Katsuhiro Ogawa, Takashi Minase and Tamenori Onoe

Department of Pathology, Sapporo Medical College, Chuo-ku, Minami 1, Nishi 17, Sapporo, Hokkaido, Japan

Glucose 6-phosphatase activity was studied histochemically in the oval cells of rat livers during the early stage of hepatocarcinogenesis induced by 3'-methyl-4-dimethylaminoazobenzene. Short-period perfusion fixation of the liver preserved both the ultrastructure of the liver cells and glucose 6-phosphatase activity excellently throughout the whole hepatic tissue. Under light microscopic examination of the liver of rats fed the azo dye diet, glucose 6-phosphatase activity was found in the oval cell proliferating area in varying degrees. The electron microscopic study demonstrated that the oval cells formed ductular structures with elaborated basal laminae, and were occasionally found within the space of Disse between the hepatocytes. Ultrastructurally, some oval cells were identical to bile ductular cells, while others showed various transitional cytostructural characteristics between ductular cells and hepatocytes. An electron microscopic histochemical study revealed various intensities of glucose 6-phosphatase activity in the endoplasmic reticulum and nuclear envelope of the oval cells. The intensity of glucose 6-phosphatase activity in the oval cells was nearly proportional to their grade of morphological resemblance to the hepatocytes.
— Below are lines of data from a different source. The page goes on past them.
PR #19917, opened 2025-08-12
feat(protocol): move bond process entirely to L2

dantaik:
I like the idea of moving all bond-related operations to L2 (from @ggonzalez94 ). However, I haven’t yet figured out how to incentivize provers to prove proposals submitted by an address with little or no bond balance on L2.

- Moves all bond operations from L1 to L2 - Bonds are now handled exclusively on Layer 2 instead of Layer 1
- Removes bond-related code from L1 contracts - Cleans up L1 by removing bond functionality
- Introduces virtual claim records aggregation - Adds _aggregateClaimRecords as a virtual function
- Open design question - Still determining how to incentivize provers when proposers have low/no bond balance on L2
- Simplified Anchor's setState function


packages/protocol/contracts/layer2/based/docs/Derivation.md
```diff
@@ -130,6 +130,18 @@ struct ProposalManifest {
...
+### Proposer Validation
+
+To ensure the integrity of the proposal process, the `proposer` address must undergo validation checks. These checks include:
+- Verifying that the proposer has an adequate balance in the L2 BondManager contract.
+- Ensuring there are no pending withdrawal requests from this proposer on L2.
+
+If any of these validation checks fail, the proposal's manifest extraction will be bypassed, and a default manifest will be utilized instead.
+
+TODO: 
+
```
dantaik: Need to work on this.

dantaik:
## Challenge and Potential Solution

An undesirable side effect introduced by this PR is that a **proposer can submit proposals without maintaining sufficient bonds on L2**. We refer to these as *low-bond proposals*.

To mitigate this, one part of the solution is: if the proposer's L2 bond balance falls below a **protocol-defined threshold**, the system will derive **only a single empty block** from the proposal. This makes such proposals cheap to prove, reducing the burden on provers and disincentivizing spamming.

However, this leads to a critical question: **Who is responsible for proving low-bond proposals?**  
If no designated prover is specified, there's a risk that no one proves the block — and the chain stalls due to lack of finalization.

A potential solution is as follows:

- Every L2 block records its **designated prover**, either in the block header or the world state.
- The designated prover is **never `address(0)`**.
- When a low-bond proposal results in an empty block, that block **inherits its parent’s designated prover**.

### Implications:

- If a legitimate prover is the designated prover of the latest L2 block, and a series of low-bond proposals are submitted, that prover becomes responsible for proving all of them — **without earning proving fees**.
- If they fail to do so, they are **penalized via liveness bonds**, which can then be used to **incentivize other provers** to step in.

## Open Questions & Feedback Request

- This mechanism places significant burden on a designated prover in certain edge cases.
- How can we distribute or rotate this responsibility more fairly?
- Are there alternative approaches to handle proving of low-bond proposals without risking chain finality?

Tagging @ggonzalez94, @linoscope, and @davidtaikocha — would love your feedback or suggestions on better mechanisms.

ggonzalez94:
> A potential solution is as follows:
> 
> Every L2 block records its designated prover, either in the block header or the world state.
> The designated prover is never address(0).
> When a low-bond proposal results in an empty block, that block inherits its parent’s designated prover.
> Implications:
> If a legitimate prover is the designated prover of the latest L2 block, and a series of low-bond proposals are submitted, that prover becomes responsible for proving all of them — without earning proving fees.
> If they fail to do so, they are penalized via liveness bonds, which can then be used to incentivize other provers to step in.
> Open Questions & Feedback Request
> This mechanism places significant burden on a designated prover in certain edge cases.
> How can we distribute or rotate this responsibility more fairly?
> Are there alternative approaches to handle proving of low-bond proposals without risking chain finality?

I see a couple issues with this approach:
1) like @dantaik mentioned it is unfair with the parent's designated prover in the case of multiple low-bond proposals
2) perhaps more importantly we now have to deal with the case where that prover does not have a sufficient bond. You end up in a bit of a chicken and egg problem

A different proposed solution is #19923 where we use a common pool that can be funded by Taiko and/or as a tax to regular proposers when it is below a certain threshold

dantaik:
@claude please review again

packages/protocol/contracts/layer1/shasta/impl/Inbox.sol
```diff
@@ -167,33 +149,24 @@ abstract contract Inbox is EssentialContract, IInbox {
...
         (Proposal[] memory proposals, Claim[] memory claims) = _data.decodeProveData();
 
         require(proposals.length == claims.length, InconsistentParams());
         require(proposals.length != 0, EmptyProposals());
 
-        uint48[] memory proposalIds = new uint48[](proposals.length);
-        ClaimRecord[] memory claimRecords = new ClaimRecord[](proposals.length);
+        ClaimRecord[] memory claimRecords = _buildClaimRecords(config, proposals, claims);
 
         for (uint256 i; i < proposals.length; ++i) {
```
ggonzalez94: I think there's a bug here when we use the prove function with claim aggregation. Please check #19933

PR #19923, opened 2025-08-12
feat(protocol): a proposed solution to incentivize proving "low bond proposals"

ggonzalez94:
## Problem
  With bonds now on L2, proposers can submit L1 proposals without sufficient L2 bonds. These"low-bond proposals" will be derived as single empty blocks with no economic incentive for provers, potentially stalling the chain.

## Solution
 Implement a <s>self-sustaining </s>proving incentive  pool on L2:
 
  - <s>Proving Tax: Legitimate proposals contribute a small tax when the pool balance is low</s>
  - Proving Rewards: Provers of low-bond proposals receive rewards from this pool
  - Automatic Detection: The anchor transaction detects low-bond proposals during block execution
  
 <s> The "tax" on legitimate proposals should be extremely rare, since proposers are heavily disincentivized to propose without enough bonds(they pay L1 tx fees, and they will get slashed for not honoring their preconfs). We can further reduce the attack surface by allowing only a single proposal per L1 block.</s>
 
 There's no more tax. The pool is now handled on the BondManager directly and relies on deposits(i.e. Taiko Labs or the DAO fund it)

On the anchor's `updateState` function we check the proposer balance at the moment of that proposal(which should be the same value that nodes see at derivation time), and record if this is a low bond proposal. Then when the proposal is proven and we know the actual prover we can pay them a reward from the pool.
  
  
  ## TODO
If we like this design we should still do the following:

- [x] fix broken tests due to constructor parameter changes on the `ShastaAnchor`
- [x] @dantaik now that all the bond logic is on L2 should we just use `wei` as unit? We no longer need the optimization and is less error prone(no conversions)


packages/protocol/contracts/layer1/shasta/impl/Inbox.sol
```diff
@@ -497,30 +499,33 @@ abstract contract Inbox is EssentialContract, IInbox {
         view
         returns (LibBondInstruction.BondInstruction[] memory bondInstructions_)
```
ggonzalez94: if we go with this approach we can further simplify and always return a single `BondInstruction` instead of an array since no longer have the case where this has to return an empty array

dantaik:
>  @dantaik now that all the bond logic is on L2 should we just use wei as unit? We no longer need the optimization and is less error prone(no conversions)

Yes.

packages/protocol/contracts/layer1/shasta/impl/Inbox.sol
dantaik: This is for claim record aggregation, so one record can cover multiple proposals and `bondInstructions_` can contains as many potential bond instructions as needed on L2 for all these blocks.

dantaik:
I’m not a fan of the tax idea—it’s another factor that could discourage validators from opting into preconfirmation. Instead, we could set up a pool funded by DAO treasury tokens. If the pool balance drops below a certain threshold, we replenish it.

For low-bond proposals, we can assign the last known designated prover and reward them with a fixed fee of 100 TAIKO tokens for each proof.

This approach isn’t perfect, but it’s acceptable as long as low-bond proposals are kept rare by ensuring such proposers incur losses. We can add an additional slashing condition for low-bond proposals, on top of the existing ones, so that these proposers are not only temporarily banned from preconfirming blocks but also lose some Ether or TAIKO tokens for each low-bond proposal.

However, if a proposer can submit an unlimited number of proposals, slashing per low-bond proposal may not be effective. In that case, we might need to throttle the number of proposals per L1 block or per epoch—for example, allowing at most two proposals per L1 block, which I find reasonable.

ggonzalez94:
> I’m not a fan of the tax idea—it’s another factor that could discourage validators from opting into preconfirmation. Instead, we could set up a pool funded by DAO treasury tokens. If the pool balance drops below a certain threshold, we replenish it.

The "tax" was just to ensure the protocol was self sustaining in case Taiko or the DAO stopped funding it. As long as the pool is above the threshold it should never kick in. But I can remove it if you prefer.

> For low-bond proposals, we can assign the last known designated prover and reward them with a fixed fee of 100 TAIKO tokens for each proof.

Why do you think it is better to assign someone explicitly? wouldn't it be better to make it permisionless and just reward whoever submitted the actual proof? or is the idea to avoid race conditions on L1 to submit the proof?

 > but it’s acceptable as long as low-bond proposals are kept rare by ensuring such proposers incur losses.
 
 I think there's already a strong disincentive with L1 fees and preconf slashing(when enabled), but we can further limit it. The only thing we have to make sure is that the reward is clearly lower than the cost of producing a low bond proposal

ggonzalez94:
Had to resolve a bunch of conflicts when merging, but should be ready now:
- removed the concept of taxes entirely. Proposers never have to pay for the low proposal bonds
- switched from gwei->wei for simplicity since now everything is handled on L2
- moved the proving pool reward to the BondManager and simplified the logic

packages/protocol/contracts/layer2/based/ShastaAnchor.sol
```diff
@@ -46,28 +46,29 @@ abstract contract ShastaAnchor is PacayaAnchor {
...
+    uint256 public immutable lowBondProvingReward;
+
     // ---------------------------------------------------------------
     // State variables
     // ---------------------------------------------------------------
 
-    /// @notice Current state of the anchor proposal being processed.
-    /// @dev Two slots used to store the state:
-    State private _state;
+    State public _state;
```
ggonzalez94: a couple open questions:
1. if we go with this approach do we still ned to store `designatedProver` and `isLowBondProposal` on the state? As far as i can tell we were doing that do designate the previous prover
2. what's the benefit of having the state variables on a struct? isn't it easier to just have them flat on the contract?

ggonzalez94:
@claude please review

packages/protocol/contracts/layer1/shasta/impl/Inbox.sol
```diff
@@ -401,34 +403,33 @@ abstract contract Inbox is EssentialContract, IInbox {
...
-                    }
-                }
-                return bondInstructions;
+                // Very late proof - transfer provability bond
+                bondInstructions_[0] = LibBonds.BondInstruction({
+                    proposalId: _proposal.id,
+                    bondType: LibBonds.BondType.PROVABILITY,
+                    payer: _proposal.proposer,
+                    receiver: _claim.actualProver
+                });
```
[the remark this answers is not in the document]
ggonzalez94: not true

The findings presented in this report indicate that the oval cells transform into hepatocytes through various transitional phases during azo dye carcinogenesis.

1 This research was supported by Grant-in-Aid for Cancer Research 101056, and by Fundamental Scientific Research Grant 844033, from the Ministry of Education, Japan.

Received 2/20/74. Accepted 6/28/74.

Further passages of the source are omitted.